In this paper, research on the effects of agitation rate for desilvering tin silver alloy residue by using pyrometallurgy was carried out. SnAg alloy residue with 92 wt.% tin and 3.56 wt.% silver was used in this study, and 99.999 wt.% zinc was added as metal solvent. Residues were melted to a temperature of 400 °C for enriching tin silver alloy. The obtained tin silver alloy was melted in a temperature range of 450 °C to 500 °C by adding zinc to evaluate zinc dissolution. The obtained tin silver zinc was agitated at different agitation rates for 20 min at a temperature of 480 °C, then cooled down while stirring to an eutectic point of tin zinc alloy (198.9 °C) to remove silver zinc dross. X-ray Fluorescent-1800 (XRF-1800) and Field Emission Scanning Electron Microscopy Energy Dispersive Spectroscopy (FE-SEM-EDS) analyses were performed in this research. Different factors including holding time, zinc dissolution, agitation time and agitation rate were evaluated. The results revealed that an agitation rate of 600 RPM, 25% Zn and 60 min at a temperature of 198.9 °C were efficient. Zinc silver was removed as dross every 20 min to get 92% silver separation efficiency, and the use of supergravity centrifuge is highly recommended to get best separation efficiency.

1. Introduction

Silver has wide applications in electronics, petroleum engineering, chemical and refining industries, jewelry production and alloying [1,2]. Nowadays, the major challenge is the increasing demand for precious metals and alloys while the natural metal resources are becoming exhausted [3]. According to report by Scottsdale, Bullion and Tale in 2018, the status of silver production is based on mine production and scrap. In their report, it is mentioned that there has been a deficit in silver supply since 2006, while demand is increasing due to industrial expansion. In 2018, The demand silver in jewelry increased about 39 million ounces, industrial silver demand increased at about 50 million ounces, solar cell silver demand increased about 80 million ounces, and minting coins and bars increased more than 100 million ounces [4]. A possible proposed solution is recycling. Tin lead alloys were known to be used as solder materials for packaging and interconnecting electronic components. However, due to the proved toxicity of lead and its environmental impacts, different countries have taken measures to reduce the use and release of lead into the environment with strict regulations including waste of electrical and electronic equipment (WEEE) and restriction of the use of certain hazardous substances (RoHS) [5,6]. This has resulted in the use of lead-free alloys such as tin silver copper alloy (SnAgCu), tin silver bismuth alloy (SnAgBi), tin silver zinc (SnAgZn) and tin silver alloy (SnAg) which can be applied in different areas including phosphate baths due to their physical, chemical and thermodynamic properties [7,8]. Considering all the suggested alloys, tin silver and tin silver copper alloys are excellent ones to use [5]. The increasing use of tin silver alloy increases its residue and metal waste such as tin, silver and other residues in the environment that are harmful to the human body (for example the regulatory limit for tin residue in drinking water is 0.10 mg/L while for silver it is 0.05 mg/L [9]), as well as ecosystems in general [10].

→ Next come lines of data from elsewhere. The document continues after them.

PR #3408, opened 2017-08-17
Make sure attachments always use the public asset host

h-lame:
Attachments are always served by the whitehall-backend machines because
the NFS mount they are stored on is not available to the
whitehall-frontend machines.  This means any rendered page (such as CSV
previews) is rendered with by that rails app, and gets the admin assets
host.  The CORS settings for the admin asset hosts means that the browser
will reject those assets as not being available to pages on the public
site and so styling and functionality breaks.  We change the asset_host
for production.rb to use a proc that makes sure to always use the public
asset host for any attachments paths (those with system/uploads in the
path) and this should fix the problem.

### DIFF
--- a/config/environments/production.rb
+++ b/config/environments/production.rb
@@ -52,7 +52,17 @@ Whitehall::Application.configure do
   config.cache_store = :dalli_store
 
   # Enable serving of images, stylesheets, and JavaScripts from an asset server
-  config.action_controller.asset_host = Whitehall.asset_root
+  # Make sure we always use the public_asest_host for uploads as these are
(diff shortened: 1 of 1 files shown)


tuzz:
LGTM

For posterity, this PR was created as part of this incident:
https://docs.google.com/document/d/15xTawGPq1UFJ5e6Zi6PCJciZVZrpUYuXAXbiFm921PA/edit#

This may be something for the incident review, but perhaps we could look at extracting these `asset_host` procs into a class and unit test that to mitigate future regression. We can potentially do this later.

PR #3412, opened 2017-08-18
Add data migration to convert unknown news articles

davidbasalla:
The NewsArticleType Unknown is a legacy concept. These are NewsArticles that were never categorised into one of the other NewsArticleTypes. It's not possible to create one or even edit existing ones without choosing another NewsArticleType. These are surfaced on the frontend via the [Announcements page](www.gov.uk/government/announcements) and do get shown when filtering by PressRelease or NewsStory. Therefore it seems acceptable to convert these into those two types. This will enable us to remove the ‘Unknown’ NewsArticleType as well as some code that goes with this special case (in a future PR).

Related to https://trello.com/c/K1OAcdZ1/118-documents-with-an-unknown-newsarticletype-are-interfering-with-matching

### DIFF
--- a/db/data_migration/20170818104227_convert_unknown_news_articles_to_valid_news_articles.rb
+++ b/db/data_migration/20170818104227_convert_unknown_news_articles_to_valid_news_articles.rb
@@ -1,0 +1,21 @@
+begin
+  # Update NewsArticles in Whitehall
+  unknown_news_articles = NewsArticle.by_subtype(NewsArticleType::Unknown)
+  document_ids = unknown_news_articles.map { |n| n.document_id }.uniq
+  press_releases = unknown_news_articles.includes(:document).select { |n| n.slug.include?("press-release") }
+  news_stories = unknown_news_articles - press_releases
+
+  press_releases.update_all(news_article_type_id: NewsArticleType::PressRelease.id)
+  press_releases.where(minor_change: false, change_note: nil).update_all(change_note: "This news article was converted to a press release")
+
+  news_stories.update_all(news_article_type_id: NewsArticleType::NewsStory.id)
+  news_stories.where(minor_change: false, change_note: nil).update_all(change_note: "This news article was converted to a news story")
+
+  # Republish updated NewsArticles to PublishingAPI
+  document_ids.each do |id|
+    PublishingApiDocumentRepublishingWorker.perform_async_in_queue("bulk_republishing", id)
+    print "."
+  end
+rescue NameError => e
+  puts "Can't apply data migration: #{e.message}"
+end


db/data_migration/20170818104227_convert_unknown_news_articles_to_valid_news_articles.rb
```diff
@@ -0,0 +1,38 @@
...
+
+    if !news_article.minor_change && news_article.change_note.nil?
+      news_article.change_note = "This NewsArticle was converted to a News Story"
+    end
+
+    news_article.save!
+  end
+
+  # Republish updated NewsArticles to PublishingAPI
+  document_ids = unknown_news_articles.map { |n| n.document.id }
```
gpeng: You should probably `uniq` these as there will be duplicates. Also if you use `n.document_id` it'll might loading the `Document`.

db/data_migration/20170818104227_convert_unknown_news_articles_to_valid_news_articles.rb
```diff
@@ -0,0 +1,38 @@
...
+
+  ids.each do |id|
```
gpeng: `document_ids` here not `ids`

db/data_migration/20170818104227_convert_unknown_news_articles_to_valid_news_articles.rb
```diff
@@ -0,0 +1,41 @@
...
+  unknown_news_articles = NewsArticle.by_subtype(NewsArticleType::Unknown)
+  document_ids = unknown_news_articles.map { |n| n.document_id }.uniq
+  press_releases = unknown_news_articles.includes(:document).select { |n| n.slug.include?("press-release") }
+  news_stories = unknown_news_articles - press_releases
+
+  press_releases.each do |news_article|
+    news_article.news_article_type = NewsArticleType::PressRelease
+
+    if !news_article.minor_change && news_article.change_note.nil?
+      news_article.change_note = "This NewsArticle was converted to a Press Release"
```
gpeng: Should this be 'news article' and 'press release'?

db/data_migration/20170818104227_convert_unknown_news_articles_to_valid_news_articles.rb
```diff
@@ -0,0 +1,41 @@
+begin
+  # Update NewsArticles in Whitehall
+  unknown_news_articles = NewsArticle.by_subtype(NewsArticleType::Unknown)
+  document_ids = unknown_news_articles.map { |n| n.document_id }.uniq
+  press_releases = unknown_news_articles.includes(:document).select { |n| n.slug.include?("press-release") }
+  news_stories = unknown_news_articles - press_releases
+
+  press_releases.each do |news_article|
```
gpeng: Could we do a couple of `update_all`s here instead. I think that would just issue one SQL statement and avoid the validation that you're skipping on 18. Maybe `press_releases.update_all(news_article_type_id: NewsArticleType::PressRelease.id)` and then `press_releases.where(minor_change: false, change_note: nil).update_all(change_note: <etc>)`? No problem if you don't want to make this change but it would be much faster if it is taking a long time to run.

db/data_migration/20170818104227_convert_unknown_news_articles_to_valid_news_articles.rb
```diff
@@ -0,0 +1,41 @@
...
+      news_article.change_note = "This NewsArticle was converted to a Press Release"
+    end
+
+    # set validate to `false` here as otherwise we get the following errors:
+    # - News article type cannot be modified when edition is in the published state
+    # - Policy area at least one required
+    news_article.save(validate: false)
+  end
+
+  news_stories.each do |news_article|
```
gpeng: Same two points here about the `update_all` and the text in the change note.

davidbasalla:
Thanks @gpeng, have updated and rebased

PR #3413, opened 2017-08-18
Switch to a more reliable way of getting draft taxons

cbaines:
Rather than relying on equality of the items within the arrays,
explicitly reject any items which appear in the list of published
taxons, matching the taxons up using the content id.

This fixes an issue where the Childcare and Parenting taxonomy branch
appears as both draft and live within the Whitehall interface.

https://trello.com/c/AledQjCF/168-whitehall-tagging-interface-shows-childcare-and-parenting-in-both-live-and-draft-topics


tijmenb:
Can you add a test for this?

cbaines:
> Can you add a test for this?

Yep, I'll have a look...

PR #3417, opened 2017-08-21
Document Smart Answers dependencies

alecgibson:
We recently had an incident where the Worldwide API was updated in such
a way that its contract with the Smart Answers application was broken.

This change adds a couple of comments documenting this dependency in the
README.


alecgibson:
[Document Smartanswers' external dependencies](https://trello.com/c/mYBWEYtb/723-document-smartanswers-external-dependencies)

PR #3419, opened 2017-08-21
Removed deprecated need_ids column from Editions

elenatanasoiu:
This is the final step in removing any reference to using the Needs API in `whitehall`. The actual work of disconnecting Needs API and converting needs into content items that can be fetched from the Publishing API was done in a previous PR: https://github.com/alphagov/whitehall/pull/3071.

This commit is only concerned with dropping the now unused `need_ids` column from the `Editions` table.


h-lame:
Merge when green

PR #3425, opened 2017-08-24
Update world location news view link

gpeng:
`WorldLocation`s are no longer rendered explicitly and are now represented as world location news pages. This commit updates the 'View on website' link to point to this URL.

[Trello](https://trello.com/c/bkdPtKOI/129-link-to-world-location-news-page-from-whitehall-admin-ui)


davidbasalla:
Does this update the link for all tabs? I vaguely remember that for the feature tabs, the code for adding the link was somewhere else... also would it handle the translations?

gpeng:
It just updates one place. Looks like the others, at least the ones I looked at, were already pointing to news. The one that this changes doesn't get localised either.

Silver is ranked as the second most toxic metal after lead due to its bioaccumulation in aquatic organisms and first as having the most adverse to environmental effects due to the hazardous materials or strong acids in its waste including cyanide, sulfuric acid, cadmium, lead and arsenic. [11]. This research was conducted to decrease silver demand on the market as well as protect the environment by recycling the silver contained in waste, since it was proved that by increasing silver waste, we increase hazardous materials in the environment. Despite the negative impacts of tin silver alloy waste, it can be used as the best alternative source of metals through recycling.

At present, different studies have been carried out examining the extraction and separation of silver from secondary sources such as printed circuit, electronic, etc. This involves the use of hydrometallurgy routes [12,13] such as hydrochloric acid [14] and nitric acids [15] which are not economical due to high consumption of reagents and nitrogen toxicity to humans [16]. Different research work carried out to extract and separate different metals from lead-free solders has focused on major metals in alloys such as tin by using different methodologies such as the application of microwaves for recovering tin from tin silver copper alloy [17,18,19]; however, there is a previous study on separating silver by using a pyrometallurgical method [20], but the process has different drawbacks such as high costs due to the long cyclic process.

In this research, a study on the effects of agitation rate using a programmable stirrer and zinc as metal solvent was carried out with the main goal of finding an efficient method to recover silver from tin silver alloy residues. It is hypothesized that finding an efficient agitation rate can contribute to the reduction of number of cycles required to separate silver. In this work, silver was selected as a metal solvent based on solubility and the stronger affinity of silver to zinc than liquid tin.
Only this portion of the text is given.